To increase the cost-effectiveness of Nordic climate policies, Nordic countries should make further use of the existing EU climate policy frameworks, notably by engaging in voluntary bilateral emissions trading in the ESR sector with other European countries.
The goals of the Paris Agreement manifest themselves in ambitious climate policies all across the Nordic Region. To name a few examples, Nordic countries’ emission reduction targets exceed those of other comparable industrialized countries, fossil fuels are heavily taxed, and all five countries have implemented a number of sector-specific policy measures addressing ESR emissions.
However, the Nordic Region accounts for less than 0.5 per cent of global emissions, indicating that even if all Nordic countries would achieve carbon-neutrality, it would have very limited direct impact on global emissions. The question therefore remains if there is any rational reason for the Nordic countries to maintain such ambitious national climate policies.
One reason is that by leading from the front, Nordic countries can inspire other countries to introduce more ambitious climate measures, and then there is the argument that the Nordics have a moral obligation to reduce emissions, being among the world’s wealthiest nations.
But how do the Nordic countries achieve the greatest possible impact?
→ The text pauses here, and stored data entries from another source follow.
PR #5950, opened 2026-05-22
fix: Stable channel update uses tagged release #5948

### LINKED ISSUE #5948: Omarchy update does not update to the actual latest release
### System details

Thinkpad P14s Gen 6 Intel

### What's wrong?

I just ran an Omarchy update from the menu item (stable channel), and I am staring at a default Hyprland install, with zero Omarchy features, at Omarchy version 4.0.0alpha. How the hell does this happen? The update mechanism is looking at the master branch, not the tagged latest release? Ridiculous if this is the case.

An update should be safe, using Omarchy's register of packages tagged at the time of a release (3.8.1). A stable channel release should not be pulling from the master branch.

jcontonio:
This PR updates `bin/omarchy-update-git` to use the latest non-pre-release GitHub release for the stable channel instead of pulling from the tip of master.

## Before

The stable channel update pulled from master, meaning any commit pushed to master (including pre-release code) would be delivered to stable users. Running a stable-channel update jumped me from 3.8.0 to 4.0.0alpha!

## After

The stable channel now queries GitHub for the latest non-pre-release release and checks out that tag. The rc, edge, and dev channels are unchanged.

## To test

1. I added a test here you can run:
  ```sh
  bash test/omarchy-update-git-test.sh
  ```
2. Or manually run an update:
  ```sh
  OMARCHY_PATH=~/.local/share/omarchy bash bin/omarchy-update-git
  git -C ~/.local/share/omarchy describe --tags --exact-match HEAD
  ```

Closes #5948

### DIFF
--- a/bin/omarchy-update-git
+++ b/bin/omarchy-update-git
@@ -12,7 +12,16 @@ omarchy-update-time
 hyprctl keyword debug:suppress_errors true &>/dev/null || true
 hyprctl eval 'hl.config({ debug = { suppress_errors = true } })' &>/dev/null || true
 
-git -C $OMARCHY_PATH pull --autostash
-git -C $OMARCHY_PATH --no-pager diff --check || git -C $OMARCHY_PATH reset --merge
+# Use the actual tagged release for stable, not master
+channel=$(omarchy-version-channel 2>/dev/null || echo "stable")
+
+if [[ $channel == "stable" ]]; then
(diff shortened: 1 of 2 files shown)


dhh:
It's intentional. Master is latest release + any hotfixes. Your issue seems to have been that you were on the dev channel, as Ryan mentioned in the issue. But all of this will go away with Omarchy 4.0 when we switch from git to packages for stable. Thanks for exploring guardrails none the less.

According to the economists, the key to maximising the global impact of Nordic climate policy is to emphasize development of technologies that would help also other countries in the transition to a low-carbon society.
Examples of such technologies are Danish offshore wind energy technology, Norwegian offshore oil and gas technology, maritime electric propulsion and technologies for carbon capture and storage. To speed up development, the economists recommend better coordination of Nordic R&D policies.
To optimise the global impact of Nordic climate policy, the countries should focus on developing clean technologies that lower the cost of reducing emissions, also in other countries. In doing so, Nordic countries should concentrate on areas in which they have expertise, emphasizing clean technologies with a global market potential.
Norway represents a special case when it comes to climate change. The country has implemented highly ambitious policy measures to reduce domestic demand for fossil energy, thus reducing emissions, such as carbon pricing and electric vehicle policies. At the same time, Norway’s exports of oil and gas contribute significantly to global emissions.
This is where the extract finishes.